* **Your task**:
Among the entries below, take the line with "lost is hover-highlighting." and the line with "no button pressed.", and output them and every line between them exactly, with nothing else.

* **Provided information**:
Issue #870, opened 2026-08-06
Agent freezes up


msingelwa:
### Version / branch / commit

main

### OS and environment

Windows

### Steps to reproduce

run zero and give it a task and it will freeze, you can't even scroll and kill it immediately. 

### Expected behavior

run zero prompt and runs without getting stuck.

### Actual behavior

<img width="1281" height="891" alt="Image" src="https://github.com/user-attachments/assets/1c578095-8172-4c8b-be19-df8b24fa7a43" />

### Relevant logs, screenshots, or error messages

<img width="1281" height="891" alt="Image" src="https://github.com/user-attachments/assets/290699a1-87c7-4718-a337-edab41cd976a" />

Vasanthdev2004:
Thanks for the report, and sorry you hit this.

The good news first: from your screenshot it is not actually frozen. The turn finished. "Thought for 1.9s" sits above the answer, the whole checklist rendered, and the composer at the bottom is back to its idle `describe a task for zero…` prompt, which only happens once a turn is complete.

What you are hitting is that the answer is taller than the window. The bottom right of your screenshot reads `↓ 59 more · PgDn`, so there are 59 more lines below the fold. PgDn should walk you down them.

Which leaves the real bug, and it is ours: scrolling should have worked and it did not.

Zero runs in the terminal's alternate screen, so your terminal hands its own scrollback and wheel over to us, and we ask it to send us mouse events instead. When a terminal does not support the mouse mode we request, you get the worst of both: our wheel handler never receives anything, and the native scroll is gone too. Nothing moves, and a screen of cut-off text reads exactly like a hang.

Two questions so I can confirm that is what happened:

1. Which terminal are you in? Windows Terminal, the older console window, the VS Code terminal, or something else.
2. Does PgDn move the view?

If PgDn works, this is a mouse-mode problem rather than a freeze. We already fall back to a more compatible mouse mode in one environment where the current one is unreliable, so once you confirm the terminal I will extend that fallback to cover yours. Separately, that "59 more" hint is far too quiet for what it is telling you, and that part is worth fixing regardless of your answer.

msingelwa:
Hi Gitlawb/zero

Thanks for the reply.

The "59 more" l saw and we have the same understand but it was not
responsive(frozen). I totally get the window had more lines but i could not
stop it or command it to stop (tried Ctrl+C, and it took a while to exit).

To answer your questions:

   1. I was using Windows Terminal
   2. PgDn was not working

Thank you

[...]

PR #872, opened 2026-08-06
fix(tui): fall back to CellMotion where AllMotion is unreliable

Vasanthdev2004:
Fixes the scroll failure behind #870.

## The problem

`AllMotion` (1003) buys exactly one thing over `CellMotion` (1002): hover highlighting. Wheel, click and drag all arrive under either. The asymmetry is in the failure: a terminal that does not implement 1003 does not fall back to 1002, it sends nothing at all. Since the TUI holds the alternate screen, the terminal's own scrollback and wheel are gone too, so the user cannot scroll by any means.

That is what #870 reported as a freeze. The screenshot shows a completed turn (`Thought for 1.9s`, answer rendered, composer back to its idle placeholder) with `↓ 59 more · PgDn` in the footer. Nothing was hung. The output ran past the fold and no scroll input worked.

The code already conceded 1003 is fragile by carving out PRoot. The legacy Windows console is the same case and was not covered, so `zero.exe` run outside Windows Terminal asks for a mode its terminal never answers.

## The change

`mouseModeFor` now makes the decision. It trusts terminals that identify themselves, `WT_SESSION` for Windows Terminal and `TERM_PROGRAM` for hosts like VS Code and mintty, and assumes an unidentified Windows terminal is the legacy console. Guessing wrong in that direction costs a hover highlight. Guessing wrong the other way costs every mouse event.

`ZERO_MOUSE_MODE=all|cell|off` overrides it, so anyone on a terminal we guessed wrong about can fix it without waiting for a release, and I can ask a reporter to test one specific mode. An unrecognised value is ignored rather than treated as "off", so a typo cannot silently kill the mouse.

## Tests

`mouse_mode_test.go` covers linux, macOS, PRoot, legacy Windows console, Windows Terminal, VS Code on Windows, all three override values with case and whitespace variants, and an unknown override. Written against the old behaviour first: only `legacy_Windows_console` and the override cases failed, so they pin the gap rather than describe the fix.

`go build ./...`, `GOOS=windows go build ./...`, `go vet` and `gofmt` are clean.

## Notes

The root cause is not confirmed with the reporter yet, since I have not heard back on which terminal they use. I would rather ship the safe default than wait, because the override gives us a one-line diagnostic to hand them either way.

Unrelated, `TestAltScreenTranscriptScrollKeepsFooterFixed` currently fails on pristine `main` at edf660ab on Windows. Not touched by this PR, but somebody should look.

## Summary by CodeRabbit

* **Bug Fixes**
  * Improved terminal mouse handling across operating systems and environments.
  * Added compatibility for legacy Windows terminals, Windows Terminal, VS Code, and PRoot environments.
  * Added support for overriding mouse behavior through the `ZERO_MOUSE_MODE` setting.
  * Invalid mouse-mode overrides now safely fall back to automatic detection.
  * Improved reliability when terminal capabilities are inherited or unavailable.

### DIFF
--- a/internal/tui/model.go
+++ b/internal/tui/model.go
@@ -5,6 +5,7 @@ import (
 	"encoding/json"
 	"fmt"
 	"os"
+	"runtime"
 	"strings"
 	"time"
 	"unicode"
@@ -2788,23 +2789,14 @@ func (m model) View() tea.View {
 	// only when the value changes, so gating this costs nothing (§10).
 	view.KeyboardEnhancements.ReportEventTypes = m.dictation.voiceModeEnabled
 	if m.wantsMouseCapture() {
-		if isRunningUnderPRoot() {
-			// Under PRoot the AllMotion (1003) sequence doesn't work
-			// reliably, breaking touch-gesture scrolling. Fall back to
-			// CellMotion which still delivers wheel events, clicks, and
-			// drag — the only thing lost is hover-highlighting.
-			view.MouseMode = tea.MouseModeCellMotion
-		} else {
-			// AllMotion (not CellMotion) is required for hover highlighting:
-			// it reports cursor movement even with no button pressed.
-			// CellMotion only reports motion while a button is held (drag) —
-			// see bubbletea's MouseMode docs. AllMotion has marginally worse
-			// terminal compatibility but is well supported by the terminals
-			// this app targets; the existing 15ms mouse-event throttle
-			// (mouseEventThrottleInterval) already bounds the redraw rate
-			// from the extra motion events.
-			view.MouseMode = tea.MouseModeAllMotion
-		}
+		// AllMotion (1003) is what hover highlighting needs: it reports cursor
+		// movement with no button pressed, where CellMotion (1002) reports motion
+		// only while a button is held. mouseModeFor decides which is safe here,
+		// and documents why one is not simply better than the other: a terminal
+		// that does not implement 1003 sends nothing at all rather than degrading.
+		// The 15ms throttle (mouseEventThrottleInterval) already bounds the redraw
+		// rate from AllMotion's extra motion events.
+		view.MouseMode = mouseModeFor(runtime.GOOS, os.Getenv, isRunningUnderPRoot())
 	}
 	return view
 }
--- a/internal/tui/mouse.go
+++ b/internal/tui/mouse.go
@@ -8,6 +8,57 @@ import (
 	tea "charm.land/bubbletea/v2"
 )
 
+// mouseModeEnv forces a mouse mode: "all", "cell", or "off"/"none". It exists
+// because the failure it guards against is invisible from here and total for the
+// user: a terminal we guessed wrong about delivers no mouse events at all, and
+// there is no in-app way to recover. Anything unrecognised is ignored rather
+// than treated as "off", so a typo cannot silently kill the mouse.
+const mouseModeEnv = "ZERO_MOUSE_MODE"
+
+// mouseModeFor picks the mouse reporting mode, preferring the widest support
+// over the nicest behaviour.
+//
+// The trade is asymmetric. AllMotion (1003) buys exactly one thing, hover
+// highlighting, because wheel, click and drag all arrive under CellMotion
+// (1002). But when a terminal does not implement 1003, it does not degrade to
+// 1002: no mouse event arrives at all. The app holds the alternate screen, so
+// the terminal's own scrollback and wheel are gone too, and the user is left
+// with no way to scroll by mouse. A long answer then looks like a hang rather
+// than like a missing highlight, which is how #870 was reported.
+//
+// So AllMotion is asked for only where it is known to work.
+func mouseModeFor(goos string, env func(string) string, underPRoot bool) tea.MouseMode {
+	switch strings.ToLower(strings.TrimSpace(env(mouseModeEnv))) {
+	case "all":
+		return tea.MouseModeAllMotion
+	case "cell":
+		return tea.MouseModeCellMotion
+	case "off", "none":
+		return tea.MouseModeNone
+	}
+	if underPRoot {
+		return tea.MouseModeCellMotion
+	}
+	if goos == "windows" && !windowsTerminalReportsAllMotion(env) {
+		return tea.MouseModeCellMotion
+	}
+	return tea.MouseModeAllMotion
+}
+
+// windowsTerminalReportsAllMotion reports whether the Windows terminal in use is
+// one that handles 1003.
+//
+// Identified terminals are trusted: Windows Terminal sets WT_SESSION, and hosts
+// like VS Code and mintty set TERM_PROGRAM. The legacy console host sets
+// neither, and it is what a user gets by double-clicking zero.exe or running it
+// from an old cmd window, so an unidentified Windows terminal is assumed to be
+// that one. Guessing wrong in this direction costs a hover highlight; guessing
+// wrong in the other direction costs every mouse event.
+func windowsTerminalReportsAllMotion(env func(string) string) bool {
+	return strings.TrimSpace(env("WT_SESSION")) != "" ||
+		strings.TrimSpace(env("TERM_PROGRAM")) != ""
+}
+
 // parseTracerPid returns true when /proc/self/status contains a non-zero
 // TracerPid. This detects any ptrace tracer (PRoot, gdb, strace, dlv, etc.),
 // not PRoot specifically. That's intentional: under any ptrace tracer the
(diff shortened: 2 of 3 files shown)


Vasanthdev2004:
@anandh8x @gnanam1990 small one, but there is a judgement call in it rather than a correctness question, so I would like a second opinion.

The mechanical part is straightforward. AllMotion (1003) buys only hover highlighting over CellMotion, and a terminal that does not implement it sends nothing at all rather than degrading, which combined with the alt screen leaves the user no way to scroll. That is #870: a completed turn with 59 lines below the fold, reported as a freeze.

The judgement is this. I treat an unidentified Windows terminal as the legacy console and drop it to CellMotion, so a Windows user outside Windows Terminal or VS Code loses hover highlighting. That is deliberate, since the opposite mistake costs every mouse event rather than one highlight, but it is a real behaviour change on Windows and I would rather two of you agreed with the trade than just me.

Worth knowing: the reporter has not told us which terminal they use yet, so the root cause is inferred, not confirmed. `ZERO_MOUSE_MODE=all|cell|off` is in the PR partly so we can settle that with them without shipping a build.

One unrelated thing I tripped over: `TestAltScreenTranscriptScrollKeepsFooterFixed` fails on pristine main at edf660ab on Windows. Nothing to do with this PR, I checked against a clean worktree, but it needs an owner.

jatmn (changes requested):
The mechanical change looks sound, and I agree with the judgement call in your comment. A few follow-ups are worth tracking, but none of them overturn the trade you are asking reviewers to sign off on.

## Findings

- [P3] Inherited `WT_SESSION` / `TERM_PROGRAM` can still defeat the legacy-console fallback
  `internal/tui/mouse.go:57-59`, `internal/tui/mouse.go:42-44`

* **Answer box**:
-			// drag — the only thing lost is hover-highlighting.
-			view.MouseMode = tea.MouseModeCellMotion
-		} else {
-			// AllMotion (not CellMotion) is required for hover highlighting:
-			// it reports cursor movement even with no button pressed.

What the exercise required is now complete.